[Stored data]
PR #576, opened 2024-02-04
Updated caching strategy

AaDalal:
Introduces a caching strategy to reduce database load.
- Converts caching on `course_reviews` function to be manual instead of using Django decorator. This allows us to be more efficient with cache usage. We now store mappings from `course -> topic` and `topic -> review` in the cache instead of `course -> review`.
- Adds `precompute_pcr_views` management command to precompute review summaries whenever topics are rearranged or new review data comes in. Review summaries are stored in new `CachedReviewResponse` objects.
- The `precompute_pcr_views` management command is called during `iscimport` and `registrarimport` to ensure review data is as up-to-date as possible.


backend/review/management/commands/precompute_pcr_views.py
```diff
@@ -0,0 +1,101 @@
...
+    responses = CachedReviewResponse.objects.all()
+    topic_set = {response.topic_id: response for response in responses}
+
+    objs_to_insert = []
+    objs_to_update = []
+    cache_deletes = set()
+    has_count = total_count = 0
+
+    # Iterate through all topics.
+    with transaction.atomic():
```
el-agua, line 28: Looks like it works; makes sense

el-agua (approved):
lgtm

More comments would be helpful? might be a more efficient way that doesn't require looping through all topics but looks fine for now.

backend/review/models.py
```diff
@@ -94,6 +94,18 @@ def get_averages(topic_id, instructor_name=None, fields=None):
 ALL_FIELD_SLUGS = [x[2] for x in REVIEW_BIT_LABEL]
 
 
+class CachedReviewResponse(models.Model):
+    """
+    Represents a mapping from temp_topic_id (string-delimited list of sorted courses within a topic)
```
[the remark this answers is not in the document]
shiva-menta: Yep exactly, right now the maximum string length is around 500 chars so this just gives some extra buffer

backend/review/management/commands/iscimport.py
```diff
@@ -277,6 +278,7 @@ def handle(self, *args, **kwargs):
 
         print("Recomputing Section.has_reviews...")
         recompute_has_reviews()
+        precompute_pcr_views(True, True)
```
AaDalal, line 281: nit: maybe make these keyword args

backend/review/management/commands/precompute_pcr_views.py
```diff
@@ -0,0 +1,101 @@
...
+from courses.models import Topic
+from review.models import CachedReviewResponse
+from review.views import manual_course_reviews
+
+
+def precompute_pcr_views(verbose=False, is_new_data=False):
+    if verbose:
+        print("Now precomputing PCR reviews.")
+
+    CachedReviewResponse.objects.all().update(expired=True)
```
AaDalal, line 18: This is not in an atomic block, so what's the potential time in which the cached responses are down totally. Is that acceptable?

backend/review/management/commands/precompute_pcr_views.py
```diff
@@ -0,0 +1,101 @@
...
+                    if is_new_data:
+                        response_obj.response = manual_course_reviews(
+                            topic.most_recent.full_code, topic.most_recent.semester
+                        )
+                        cache_deletes.add(topic_id)
+                    response_obj.expired = False
+                    objs_to_update.append(response_obj)
+                except Http404:
+                    logging.info(
+                        f"Topic returned 404 (topic_id {topic_id}, "
```
AaDalal, line 50: nit: is a 404 an expected behavior? if so, logging.info makes sense; if not logging.error might be better so it looks correct on our sentry

backend/review/management/commands/precompute_pcr_views.py
```diff
@@ -0,0 +1,101 @@
...
+            Topic.objects.all().select_related("most_recent").order_by("most_recent__semester"),
+            disable=not verbose,
+        ):
+            course_id_list, course_code_list = zip(*topic.courses.values_list("id", "full_code"))
+            topic_id = ".".join([str(id) for id in sorted(course_id_list)])
+            total_count += 1
+
+            if topic_id in topic_set:
+                try:
+                    has_count += 1
```
AaDalal, line 39: nit: usually try to minimize the stuff inside the try block to what is absolutely going to throw an error (for debug/code readability reasons)

backend/review/management/commands/precompute_pcr_views.py
```diff
@@ -0,0 +1,101 @@
...
+from review.models import CachedReviewResponse
+from review.views import manual_course_reviews
+
+
+def precompute_pcr_views(verbose=False, is_new_data=False):
+    if verbose:
+        print("Now precomputing PCR reviews.")
+
+    CachedReviewResponse.objects.all().update(expired=True)
+    responses = CachedReviewResponse.objects.all()
```
AaDalal, line 19: nit: I got a little confused bc this is called responses. maybe cached_responses is a better name?

backend/review/management/commands/precompute_pcr_views.py
```diff
@@ -0,0 +1,101 @@
...
+    topic_set = {response.topic_id: response for response in responses}
```
AaDalal, line 20: nit: since this is a dict, and also is a mapping only for cached responses (not for all topics) it might be good to rename it

backend/review/management/commands/precompute_pcr_views.py
AaDalal: NVM i see what you're doing

AaDalal: `expired` CachedReviewResponses can still be returned from the view

backend/review/models.py
```diff
@@ -94,6 +94,18 @@ def get_averages(topic_id, instructor_name=None, fields=None):
...
+    to a JSON object storing summarized course review data (all the data frontend uses to display
+    reviews).
+    """
+
```
AaDalal, line 103: I think topic_id should be unique=True here (theoretically our loading script should enforce this, but I think its good to specify here too?)

backend/review/views.py
```diff
@@ -129,30 +134,59 @@ def extra_metrics_section_filters_pcr(current_semester=None):
...
+    topic_id = cache.get(course_code)
+    if topic_id is None:
+        try:
+            recent_course = most_recent_course_from_code(course_code, request_semester)
+        except Course.DoesNotExist:
+            raise Http404()
+        topic = recent_course.topic
+        course_id_list = list(topic.courses.values_list("id"))
+        topic_id = ".".join([str(id[0]) for id in sorted(course_id_list)])
+        cache.set(course_code, topic_id, MONTH_IN_SECONDS)
```
AaDalal, line 147: why do we set the cache manually?

AaDalal: instead of using the decorator

AaDalal: also we shpuld make sure this cache is cleared every time we reimport and/or that the TTL is short enough.

AaDalal (commented):
Mostly nits / namign things, only 1-2 substantive comments.

Feel free to ignore the nits if you don't have time to fix -- they aren't meant to slow you down!

backend/review/management/commands/precompute_pcr_views.py
shiva-menta: Yeah, but I think there's no reason to not have this in an atomic block either – will change.

backend/review/management/commands/precompute_pcr_views.py
shiva-menta: Iirc there are some topics that have a course with no reviews and that leads to a 404 on our current implementation (can't remember if this is the exact error, but it's something similar). So yeah would say it can be expected behavior on certain courses.

backend/review/views.py
shiva-menta: Cache is set manually because we want some control over setting the course to topic mappings and the topic to response mappings. Using the decorator, since the routes are based on course, would only allow for course to response mapping, which can be a bit space inefficient.

shiva-menta: Yup the relevant cache entries are cleared in the precompute_pcr_reviews script.

PR #582, opened 2024-02-10
Bump react, next and typescript

AaDalal:
This PR upgrades:
1. React to 18.2.0 (prev 16)
2. Next.js to 13.2.1 (prev 9)
3. Typescript to 4.x.x

A few notes
- As a consequence of bumping react, we also bump styled-components. Styled components with react 18 requires using transient props to avoid accidentally leaking props as HTML attributes. Many of the changes in this PR are related to switching styled components to transient props.  
- I ran PCR, PCP and PCA locally with these changes -- all seems good from a UI perspective

Before we merge this pr, we need to merge #583 that bumps node to 18.


esinx:
Works fine on my end, let's just make sure that we have the node version PR in sync

esinx (approved):

frontend/plan/components/search/DayTimeFilter.tsx
```diff
@@ -1,6 +1,6 @@
 import React from "react";
 import styled from "styled-components";
-import { Range } from "rc-slider";
+import Slider from "rc-slider";
```
AaDalal, line 3: Because of rc-slider version bump

AaDalal (commented):
self-review 👍

PR #583, opened 2024-02-10
Bump node to 18

AaDalal:
Bumps node to 18 (previously used 10 for deployment, <=16 in development)

Note: this PR uses node's --openssl-legacy-provider option, which is the same behavior as in Node <= 16. This is insecure, though, so we should fix this in a separate PR.


joyliu-q (approved):
LGTM!

PR #597, opened 2024-02-25
PCX history probabilities for PDP usage

el-agua:
Added historical probabilities management command.

TODO: very basic implementation, looking at bulk_update but unsure if you can run through custom functions?


backend/courses/models.py
```diff
@@ -366,6 +366,36 @@ class Topic(models.Model):
         ),
     )
 
+    historical_probabilities_spring = models.FloatField(
+        default=0,
+        help_text=dedent(
```
AaDalal, line 371: wait why do we need 3 things here. We should just have a single field for the expected semester or unknown (based on some criteria) unless you think there's a strong reason to split it into 3 fields.

el-agua: I think the idea behind this was for the case that even if the expected semester is to capture seasonal classes:
(Ex) If expected semester is Spring 2025, we would have to account for the for the case it is not offered in Fall 2025?

el-agua:
> Mostly just nits. if you've checked that the results are good and this runs in a tractable amount of time, then this looks good to me.
> 
> Can you time how long it takes and lmk? if it's too slow, I think this algo can be rewritten in sql

On my computer it takes around 2 minutes to iterate through the entire test database. For reference, that is about the same time as the current recompute_topic script.

backend/courses/util.py
```diff
@@ -712,3 +712,56 @@ def get_semesters(semesters: str = None) -> list[str]:
             if s not in possible_semesters:
                 raise ValueError(f"Provided semester {s} was not found in the db.")
     return sorted(semesters)
+
+
+def historical_year_probability(current, courses):
+    """
+    current: the current semester represented in the 20XX(A|B|C) format
```
AaDalal, line 719: Super nitpicky: we usually use a specific format for these following the sphinx format

backend/courses/util.py
```diff
@@ -712,3 +712,57 @@ def get_semesters(semesters: str = None) -> list[str]:
...
+    prob_distribution = [0.4, 0.3, 0.15, 0.1, 0.05]
+
+    def normalize_and_round(prob, i):
+        """Modifies the probability distribution to account for the
+        fact that the last course was taken i semesters ago."""
+        truncate = prob_distribution[:i]
+        total = sum(truncate)
+        return list(map(lambda x: round(x / total, 3), truncate))
+
+    def get_semester_and_course_index(semester):
```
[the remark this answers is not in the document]
AaDalal: Can you reply/resolve this?

backend/courses/util.py
```diff
@@ -712,3 +712,57 @@ def get_semesters(semesters: str = None) -> list[str]:
...
+        """Returns an integer representing the semester."""
+        semester_letter = semester[-1]
+        semester_number = 0
+        if semester_letter == "A":
+            semester_number = 1
+        elif semester_letter == "B":
+            semester_number = 2
+        elif semester_letter == "C":
+            semester_number = 3
```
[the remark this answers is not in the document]
AaDalal: Also needs to be replied+resolved

backend/courses/util.py
```diff
@@ -712,3 +712,56 @@ def get_semesters(semesters: str = None) -> list[str]:
...
+    if courses == []:
+        return p
+    else:
+        last_index = int(translate_semester(courses[0].semester)) // 10
+        if last_index > min_index:
+            prob_distribution = normalize_and_round(
+                prob_distribution, ((current_index - last_index) + 9) // 10
+            )
+    for c in courses:
+        """Provides calculation"""
```
AaDalal, line 759: Nit: this doc string is not super useful because the code already indicates this

backend/courses/management/commands/recompute_topics.py
```diff
@@ -151,5 +151,31 @@ def handle(self, *args, **kwargs):
...
+    if verbose:
+        print("Recomputing historical probabilities for all topics...")
+    topics = Topic.objects.all()
+    length = len(topics)
+    # Iterate over each Topic
+    for i, topic in enumerate(topics):
+        if i % 1000 == 0:
+            print(f"Recomputing topics for semesters >={i}/{length}")
+        # Calculate historical_year_probability for the current topic
+        test = topic.courses.order_by("semester").all()
```
AaDalal, line 175: Are you sure you can do the order_by before the all? You might be able to I just don't have personal experience with it so want to make sure it's correct.

AaDalal (changes requested):
I think there were still a few dangling comments from last time + I added some more. You don't have to make changes based on every comment but you should reply when you don't make the changes suggested by the comment, and resolve when you do make the changes suggested

backend/courses/util.py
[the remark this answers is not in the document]
el-agua: Fixed and deleted.

backend/courses/util.py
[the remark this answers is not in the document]
el-agua: Changed to use translate_semester

backend/courses/management/commands/recompute_topics.py
```diff
@@ -151,5 +152,30 @@ def handle(self, *args, **kwargs):
             assert (
                 min_semester in all_semesters()
             ), f"--min-semester={min_semester} is not a valid semester."
-
+        semesters = sorted(
+            [sem for sem in all_semesters() if not min_semester or sem >= min_semester]
+        )
         recompute_topics(min_semester, verbose=True, allow_null_parent_topic=bool(min_semester))
+        if semesters:
```
AaDalal, line 159: In what case do semesters not exist?

backend/courses/management/commands/recompute_topics.py
```diff
@@ -151,5 +152,30 @@ def handle(self, *args, **kwargs):
...
+
+def recompute_historical_semester_probabilities(current_semester, verbose=False):
+    """
+    Recomputes the historical probabilities for all topics.
+    """
+    if verbose:
+        print("Recomputing historical probabilities for all topics...")
+    topics = Topic.objects.all()
+    # Iterate over each Topic
+    for i, topic in tqdm(enumerate(topics)):
```
AaDalal, line 173: should verbose flag apply to tqdm or not? Not sure what pattern we use elsewhere, but you can use disable option

https://stackoverflow.com/questions/37091673/silence-tqdms-output-while-running-tests-or-running-the-code-via-cron

backend/courses/util.py
```diff
@@ -712,3 +712,46 @@ def get_semesters(semesters: str = None) -> list[str]:
...
+        """Modifies the probability distribution to account for the
+        fact that the last course was taken i semesters ago."""
+        truncate = prob_distribution[:i]
+        total = sum(truncate)
+        return list(map(lambda x: round(x / total, 3), truncate))
+
+    current_index = int(translate_semester(current)) // 10
+    min_index = current_index - 60
+    max_index = current_index - 10
+    p = [0, 0, 0]
```
AaDalal, line 739: is it fine that we return an invalid probability distribution in this case?

backend/courses/util.py
```diff
@@ -712,3 +712,46 @@ def get_semesters(semesters: str = None) -> list[str]:
...
+    if courses == []:
+        return p
+    else:
+        last_index = int(translate_semester(courses[0].semester)) // 10
+        if last_index > min_index:
+            prob_distribution = normalize_and_round(
+                prob_distribution, ((current_index - last_index) + 9) // 10
```
AaDalal, line 746: the + 9 here probably warrants a comment bc it's not clear why it's there

backend/courses/util.py
```diff
@@ -712,3 +712,46 @@ def get_semesters(semesters: str = None) -> list[str]:
...
+    for c in courses:
+        index = int(translate_semester(c.semester)) // 10
+        if index < min_index or index > max_index:
+            continue
+        # Diff is the number of years ago the course was taken
+        diff = (current_index - index) // 10 - 1
+        if diff >= len(prob_distribution):
+            diff = len(prob_distribution) - 1
+        p[index % 10 - 1] += prob_distribution[diff]
+    return list(map(lambda x: min(round(x, 2), 1.00), p))
```
AaDalal, line 757: TBH this is pretty complex. Some more comments would do some good (I also wonder if it needs to be this complex? doesn't
```
PROB_DISTRIB = [...] # similar to the one you alr defined
def prob_dist(semesters: list[str], current_semester: str):
    # only include up to 5 years before this one
    semester_probabilities = {
        "a": 0.0,
        "b": 0.0,
        "c": 0.0
    }
    current_year = int(current_semester[:-1])    
    semesters = [semester for semester in semesters if semester < str(current_year) and semester > str(current_year - 5)]
    for historical_semester in semesters:
        historical_year = int(historical_semester[:-1])
        semester_char = historical_semester[-1].upper() # A, B, C
        semester_probabilities[semester_char] = PROB_DIST[current_year - historical_year]
   return normalize(semester_probabilities) # need to renormalize to make semester_probabilitie a proper distribution in case there were skipped years (make sure to handle divide by 0)
```
achieve what we want? or am I missing smth?)

AaDalal (changes requested):
Sorry for the review hell. Will be prompt about re-review on this one

backend/courses/util.py
AaDalal: ok this good is defo not totally correct, but you get the point

backend/courses/util.py
el-agua: The think the idea is that [A,B,C] is not a probability distribution but instead each individual element represents a probability (if the class occurs for the past 5 years for the spring for example, then p[0] = 1)

backend/courses/util.py
el-agua: Added this general paradigm in, tested it and should work.

AaDalal (approved):
LGTM :)

PR #598, opened 2024-02-29
Dev Container

esinx:
To make onboarding faster and trouble-free, we introduce dev containers. In short, onboarding newbies should be as easy as installing Docker *(or [OrbStack](orbstack.dev))*.

After installation, just launch dev container, run `pipenv install --dev` or `yarn` and everything will probably just work™️.

Even `docker compose` works thanks to docker-in-docker. It works surprisingly well with vscode's automatic port forwarding support.

Some caveats are:
- Make sure that your computer can handle multiple docker containers simultaneously
- Use `ssh-add` to "inherit" ssh credentials for source control
- Some initial setup (things like `./manage.py makemigrations`) remains to be done by the user
  - We can actually automate this, not sure if it's a good idea.

Screenshot 2024-02-29 at 4 53 47 PM

### DIFF
--- a/.devcontainer/Dockerfile
+++ b/.devcontainer/Dockerfile
@@ -1,0 +1,3 @@
+FROM ubuntu:22.04
+ARG IMAGE_NAME=pennlabs/courses-devcontainer
+RUN apt-get update && apt-get install -y wget curl gcc python3-dev libpq-dev
--- a/.devcontainer/Dockerfile
+++ b/.devcontainer/Dockerfile
@@ -1,3 +1,3 @@
-FROM ubuntu:22.04
+FROM --platform=linux/amd64 ubuntu:22.04
 ARG IMAGE_NAME=pennlabs/courses-devcontainer
 RUN apt-get update && apt-get install -y wget curl gcc python3-dev libpq-dev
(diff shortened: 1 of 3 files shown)


joyliu-q (approved):
Can you add documentation to the readme on Dev Container setup?
- Devcontainer set-up
- ssh add
- Other caveats mentioned

.devcontainer/Dockerfile
```diff
@@ -0,0 +1,3 @@
+FROM ubuntu:22.04
+ARG IMAGE_NAME=pennlabs/courses-devcontainer
+RUN apt-get update && apt-get install -y wget curl gcc python3-dev libpq-dev
```
joyliu-q, line 3: You should add git here

.devcontainer/Dockerfile
```diff
@@ -0,0 +1,3 @@
+FROM ubuntu:22.04
```
judtinzhang, line 1: After testing some stuff on mobile, also suggest adding `--platform=linux/amd64` to be compatible with our prod machines running on x86 arch

esinx: I'm assuming this will fix dependency resolution? Sounds good to me!

PR #603, opened 2024-03-20
rollback: use kittyhawk 1.1.11 -> 1.1.9 (downgrade to 1.1.9)

esinx:
Redis persistence is causing networking issues between backend and redis, we will roll back to 1.1.9 (doesn't include persistence, previously working build) until we figure out why courses backend cannot talk to redis.

> For future reference, other products(ohq, clubs) are not experiencing this issue despite using kittyhawk@1.1.11


shiva-menta (approved):
lgtm

PR #606, opened 2024-03-22
Removing Redis Stack and Reverting to Base Image

shiva-menta:
Temporarily reverting to base redis since Redis stack was used for PCS, which will be held off until our Fly Migration is complete. This will avoid the issues we've been having with protected mode in `penn-courses-redis`.


esinx (approved):
Fantastic

esinx:
Not that my review is powerful enough to make this PR mergable

PR #607, opened 2024-03-22
Backend Version Upgrades

shiva-menta:
This PR upgrades Django to 5.0.2, Python to 3.11, and makes other minor code changes to adjust for new function signatures (e.g. `construct_search`).

Note that two packages don't officially support Django 5.0: `django-auto-prefetching` and `drf-nested-routers`. Based on the features outlined in Release Notes, this shouldn't pose a problem, but `django-auto-prefetching` doesn't seem to have long-term support, so we should move to a more Django-native solution or another package like `django-auto-prefetch`.


backend/Dockerfile
```diff
@@ -1,4 +1,4 @@
-FROM pennlabs/django-base:9c4f31bf1af44219d0f9019271a0033a222291c2-3.10.1
+FROM pennlabs/django-base:b269ea1613686b1ac6370154debbb741b012de1a-3.11
```
joyliu-q, line 1: This hash would not work because it tries to install poetry. Let me give you another one

joyliu-q (changes requested):
Rest looks good to me but we need to change the Django base tag because this current one installs poetry and wouldn't work.

joyliu-q (approved):
LGTM, the poetry install was completed but the PATH isn't overridden.

rohangpta:
Moving to `django-auto-prefetch` should be a priority if `django-auto-prefetching` is reaching end of LTS. IIRC courses relies (somewhat heavily) on auto prefetching :)

shiva-menta:
Yes that is a good idea, I'll prioritize that.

_Task requirements_: Of the entries listed above, reproduce only the lines starting at the line containing "To make onboarding" and ending at the line containing "After installation, just". Include both, exactly as they stand.

_Written reply_:
To make onboarding faster and trouble-free, we introduce dev containers. In short, onboarding newbies should be as easy as installing Docker *(or [OrbStack](orbstack.dev))*.

After installation, just launch dev container, run `pipenv install --dev` or `yarn` and everything will probably just work™️.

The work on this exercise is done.